**WHAT IS NEEDED**
Below are some records. Print exactly the lines between the one holding "feat: Rust SDK topic service benchmark" and the one holding "- [x] Feature", inclusive, and nothing else.

SOURCE DATA below:

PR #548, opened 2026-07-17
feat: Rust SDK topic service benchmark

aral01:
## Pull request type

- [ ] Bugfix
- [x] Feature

End of SOURCE DATA.
SOURCE DATA below:

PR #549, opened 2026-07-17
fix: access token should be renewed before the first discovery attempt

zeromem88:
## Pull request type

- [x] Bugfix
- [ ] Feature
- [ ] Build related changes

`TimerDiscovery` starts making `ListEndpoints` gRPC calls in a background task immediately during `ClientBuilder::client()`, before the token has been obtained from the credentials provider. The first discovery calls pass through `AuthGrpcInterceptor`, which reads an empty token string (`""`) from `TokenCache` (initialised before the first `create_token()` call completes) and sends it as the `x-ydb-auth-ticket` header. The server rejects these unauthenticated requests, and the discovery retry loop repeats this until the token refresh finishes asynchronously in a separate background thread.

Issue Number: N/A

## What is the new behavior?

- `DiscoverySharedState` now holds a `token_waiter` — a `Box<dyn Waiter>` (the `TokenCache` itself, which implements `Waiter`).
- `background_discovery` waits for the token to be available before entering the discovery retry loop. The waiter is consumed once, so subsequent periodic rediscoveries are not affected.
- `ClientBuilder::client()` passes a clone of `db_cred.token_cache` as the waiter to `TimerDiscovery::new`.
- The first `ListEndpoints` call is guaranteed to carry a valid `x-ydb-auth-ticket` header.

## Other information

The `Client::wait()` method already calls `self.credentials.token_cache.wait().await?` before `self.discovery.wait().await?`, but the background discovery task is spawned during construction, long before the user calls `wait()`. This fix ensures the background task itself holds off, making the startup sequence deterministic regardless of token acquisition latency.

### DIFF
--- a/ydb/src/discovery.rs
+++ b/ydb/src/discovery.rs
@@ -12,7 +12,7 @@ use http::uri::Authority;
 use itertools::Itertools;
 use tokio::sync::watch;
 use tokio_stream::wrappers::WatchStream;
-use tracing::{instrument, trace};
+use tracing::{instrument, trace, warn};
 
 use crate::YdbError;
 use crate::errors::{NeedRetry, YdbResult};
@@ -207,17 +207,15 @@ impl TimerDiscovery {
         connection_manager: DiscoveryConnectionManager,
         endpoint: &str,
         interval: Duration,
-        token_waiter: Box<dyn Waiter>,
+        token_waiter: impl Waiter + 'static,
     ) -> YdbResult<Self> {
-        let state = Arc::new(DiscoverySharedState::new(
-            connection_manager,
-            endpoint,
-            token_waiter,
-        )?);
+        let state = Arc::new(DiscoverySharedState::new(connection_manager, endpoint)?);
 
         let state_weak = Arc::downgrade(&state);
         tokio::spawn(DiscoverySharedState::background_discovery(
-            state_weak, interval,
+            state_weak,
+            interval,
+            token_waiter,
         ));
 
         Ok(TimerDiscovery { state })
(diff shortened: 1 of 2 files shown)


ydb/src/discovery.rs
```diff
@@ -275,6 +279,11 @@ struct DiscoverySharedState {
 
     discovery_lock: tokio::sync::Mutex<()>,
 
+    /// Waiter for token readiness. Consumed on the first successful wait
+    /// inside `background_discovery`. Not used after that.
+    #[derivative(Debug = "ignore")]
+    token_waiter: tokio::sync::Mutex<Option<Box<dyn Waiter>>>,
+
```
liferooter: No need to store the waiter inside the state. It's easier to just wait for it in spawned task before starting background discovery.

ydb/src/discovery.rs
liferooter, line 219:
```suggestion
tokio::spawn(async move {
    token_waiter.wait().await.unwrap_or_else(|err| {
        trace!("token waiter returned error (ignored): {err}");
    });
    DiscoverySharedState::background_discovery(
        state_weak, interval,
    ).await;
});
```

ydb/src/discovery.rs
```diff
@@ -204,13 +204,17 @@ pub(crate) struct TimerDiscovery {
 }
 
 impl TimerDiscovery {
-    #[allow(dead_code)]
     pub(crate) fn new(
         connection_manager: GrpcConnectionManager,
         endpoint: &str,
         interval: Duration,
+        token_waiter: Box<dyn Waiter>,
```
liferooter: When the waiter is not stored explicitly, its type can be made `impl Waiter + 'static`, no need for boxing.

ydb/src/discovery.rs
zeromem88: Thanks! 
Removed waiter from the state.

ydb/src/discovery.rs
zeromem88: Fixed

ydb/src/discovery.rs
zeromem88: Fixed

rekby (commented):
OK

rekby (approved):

End of SOURCE DATA.
SOURCE DATA below:

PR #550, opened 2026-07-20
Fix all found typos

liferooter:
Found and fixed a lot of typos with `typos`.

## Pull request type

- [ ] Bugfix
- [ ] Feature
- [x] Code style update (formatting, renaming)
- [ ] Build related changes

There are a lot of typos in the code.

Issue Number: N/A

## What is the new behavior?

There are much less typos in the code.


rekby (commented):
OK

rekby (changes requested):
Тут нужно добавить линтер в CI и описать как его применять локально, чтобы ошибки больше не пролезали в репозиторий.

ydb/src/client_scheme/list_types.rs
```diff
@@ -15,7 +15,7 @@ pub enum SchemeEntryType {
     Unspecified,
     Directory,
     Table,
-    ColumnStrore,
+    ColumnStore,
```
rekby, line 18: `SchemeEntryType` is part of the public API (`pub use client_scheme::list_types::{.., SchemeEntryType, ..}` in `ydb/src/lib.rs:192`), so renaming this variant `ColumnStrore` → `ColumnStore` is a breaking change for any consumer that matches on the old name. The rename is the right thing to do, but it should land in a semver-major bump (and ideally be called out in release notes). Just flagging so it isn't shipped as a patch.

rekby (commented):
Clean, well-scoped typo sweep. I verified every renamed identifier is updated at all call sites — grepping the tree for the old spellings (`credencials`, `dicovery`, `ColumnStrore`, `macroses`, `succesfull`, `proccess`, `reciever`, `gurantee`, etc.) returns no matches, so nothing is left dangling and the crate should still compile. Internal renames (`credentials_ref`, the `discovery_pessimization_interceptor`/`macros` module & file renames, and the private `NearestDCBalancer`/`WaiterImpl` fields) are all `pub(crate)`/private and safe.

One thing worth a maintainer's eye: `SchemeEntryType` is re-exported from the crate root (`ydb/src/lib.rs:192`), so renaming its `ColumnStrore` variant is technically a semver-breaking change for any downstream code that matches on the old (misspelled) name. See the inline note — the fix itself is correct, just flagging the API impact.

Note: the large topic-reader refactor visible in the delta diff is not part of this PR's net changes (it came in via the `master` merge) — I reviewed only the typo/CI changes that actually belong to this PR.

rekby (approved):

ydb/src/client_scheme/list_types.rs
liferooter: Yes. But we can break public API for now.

End of SOURCE DATA.

**OUTPUT OF THE TASK**
feat: Rust SDK topic service benchmark

aral01:
## Pull request type

- [ ] Bugfix
- [x] Feature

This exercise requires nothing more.